The research also shows one in six advisers who have departed the industry had passed the exam “…which indicates a commitment to professional benchmarks is not always indicative of a long-term desire to stick around.

“While regulators are looking at what they can do to induce more people into advice careers, they will need to act quickly to address what could be a dire situation for Australians who want affordable financial advice,” it says.

Courtesy of Adviser Ratings.


2 COMMENTS

  1. The last 3 years has had 338 new Advisers enter and 12,567 experienced Advisers leave the Industry.

    From the 338 new entrants, I would suggest close to NIL decided to commence their career as risk specialists, which begs the question;
    When are the Government, Treasury and the Regulators going to finally recognise that the Advised Life Insurance Industry has a bleak future until they understand what they have done, then ask the obvious question of, how do we fix it?

    The answer has been around for years and has been ignored, though MUST be prioritised now, which is to separate risk from Investment advice and take away University degree qualifications for risk only Advisers to enable the numbers of NEW risk Advisers to grow from effectively NIL today to 20,000 which could equate to 600 personal risk clients and 60 Business clients per risk Adviser, based on less than half the population and 1.2 Million Business owners requiring Life and disability Insurance.

    We are at the point where endless discussions, must turn into positive action.

    • Hmmm, right again Jeremy, on all counts. Separation of risk advisers from the investment advisers/FP advisers is something that continues to flummox me – why on earth that didn’t happen decades ago I’ll never know! It makes zero sense to combine and treat the two disciplines as the same – they are very different indeed both in the adviser skill set and the actual client need & solution. Why not combine plumbing and an electrician – and make them do the same degree/qualification/course? Seperate disciplines even though they both help with components to build a house.

      On the attrition of advisers, regarding that small 338 coming in, I’d venture to suggest that whether risk or investment advisers there is a high attrition rate among those new entrants. The mentoring is nowhere near what it was even a decade ago. That piddling 338 number would easily be less than 100 after about 2 years of slogging it out.

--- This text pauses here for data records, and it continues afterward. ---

PR #950, opened 2021-07-08
Modify to use the cass-operator v1.8.0-rc.1

burmanm:
**What this PR does**:
Modifications for the cass-operator based on the next kubebuilder struct.

Fixes #<issue number>

**Checklist**
- [x] Changes manually tested

### DIFF
--- a/charts/cass-operator/templates/deployment.yaml
+++ b/charts/cass-operator/templates/deployment.yaml
@@ -25,6 +25,10 @@ spec:
         {{- toYaml .Values.podSecurityContext | nindent 8 }}
       containers:
         - name: {{ .Chart.Name }}
+          args:
+          - --config=/configs/controller_manager_config.yaml
+          command:
+          - /manager
           securityContext:
             {{- toYaml .Values.securityContext | nindent 12 }}
           image: {{ include "k8ssandra-common.flattenedImage" .Values.image }}
--- a/charts/cass-operator/templates/deployment.yaml
+++ b/charts/cass-operator/templates/deployment.yaml
@@ -36,7 +36,7 @@ spec:
           {{- if .Values.admissionWebhooks.enabled }}
           ports:
             - containerPort: 9443
-              name: cass-operator-webhook-server
+              name: webhook-server
               protocol: TCP
           {{- end }}
           volumeMounts:
--- a/charts/cass-operator/templates/deployment.yaml
+++ b/charts/cass-operator/templates/deployment.yaml
@@ -29,31 +29,28 @@ spec:
             {{- toYaml .Values.securityContext | nindent 12 }}
           image: {{ include "k8ssandra-common.flattenedImage" .Values.image }}
           imagePullPolicy: {{ .Values.image.pullPolicy }}
+          {{- if .Values.admissionWebhooks.enabled }}
+          ports:
+            - containerPort: 9443
+              name: cass-operator-webhook-server
+              protocol: TCP
           volumeMounts:
             - mountPath: /tmp/k8s-webhook-server/serving-certs
               name: cass-operator-certs-volume
-              readOnly: false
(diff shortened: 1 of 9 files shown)


burmanm:
Don't merge yet.

charts/cass-operator/values.yaml
```diff
@@ -33,7 +33,7 @@ image:
   pullPolicy: IfNotPresent
 
   # -- Tag of the cass-operator image to pull from image.repository
-  tag: v1.7.1
+  tag: latest
```
jsanda, line 36: Would it be better to pin to a specific commit hash until 1.8.0 is released?

burmanm:
@jsanda

charts/cass-operator/templates/deployment.yaml
```diff
@@ -25,48 +25,47 @@ spec:
...
+          command:
+          - /manager
           securityContext:
             {{- toYaml .Values.securityContext | nindent 12 }}
           image: {{ include "k8ssandra-common.flattenedImage" .Values.image }}
           imagePullPolicy: {{ .Values.image.pullPolicy }}
+          {{- if .Values.admissionWebhooks.enabled }}
+          ports:
+            - containerPort: 9443
+              name: cass-operator-webhook-server
```
jsanda, line 39: Trying to install with the webhook enabled fails:

`helm install cass-operator ./charts/cass-operator --set admissionWebhooks.enabled=true
Error: Deployment.apps "cass-operator" is invalid: spec.template.spec.containers[0].ports[0].name: Invalid value: "cass-operator-webhook-server": must be no more than 15 characters`

jsanda: I changed the port name locally to `webhook-server` so I could get further with the install and see additional errors. cert-manager is a dependency now, at least when the webhook is enabled. The operator is a crash loop due to this error in the log:

```
2021-09-01T02:07:06.358Z	INFO	controller-runtime.webhook.webhooks	starting webhook server
2021-09-01T02:07:06.359Z	ERROR	controller-runtime.manager	error received after stop sequence was engaged	{"error": "context canceled"}
2021-09-01T02:07:06.360Z	ERROR	controller-runtime.manager	error received after stop sequence was engaged	{"error": "context canceled"}
E0901 02:07:06.360592       1 leaderelection.go:325] error retrieving resource lock default/b569adb7.cassandra.datastax.com: Get "https://10.96.0.1:443/api/v1/namespaces/default/configmaps/b569adb7.cassandra.datastax.com": context canceled
2021-09-01T02:07:06.360Z	ERROR	controller-runtime.manager	error received after stop sequence was engaged	{"error": "leader election lost"}
2021-09-01T02:07:06.360Z	ERROR	setup	problem running manager	{"error": "tls: failed to find any PEM data in certificate input"}
main.main
```
If we are going to support running the webhook, then I think we should have some additional test coverage for when it is enabled.

jsanda (changes requested):

charts/cass-operator/templates/deployment.yaml
burmanm: So the webhook enabled has never worked (or for a long time) ? The ports name shouldn't have changed ..

burmanm: Actually, now that I think about it.. we know it hasn't worked in k8ssandra (and it's not exposed in k8ssandra/k8ssandra chart) since it required cluster scope rights to be usable.

jsanda (changes requested):
The 4.0.1 image name in k8ssandra/values.yaml is wrong. It should be `k8ssandra/cass-mgmtapi:4.0.1-v0.1.29` not `k8ssandra/cass-management-api:4.0.1-v0.1.29`.

jsanda (approved):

      The problem is that so much emphasis is placed on technical and academic prowess by these new entrants that the REAL skill of people-skills is hardly given a thought until the adviser starts to fail and, most of the time, it is far too late as they’ve lost their confidence and belief in themselves. There are no mentors now to help them pick themselves up and show them how to engender trust from the client and other crucial people skills.

      In other words, for all the difference it will make, the number of new advisers entering ‘may as well’ be nothing in the great scheme of things. I certainly don’t enjoy or like to see myself writing such things but it is simply the way it occurs to me currently. Too sad for words and I can’t see any fix that any politician or industry player would tolerate that hasn’t been run up the flagpole before.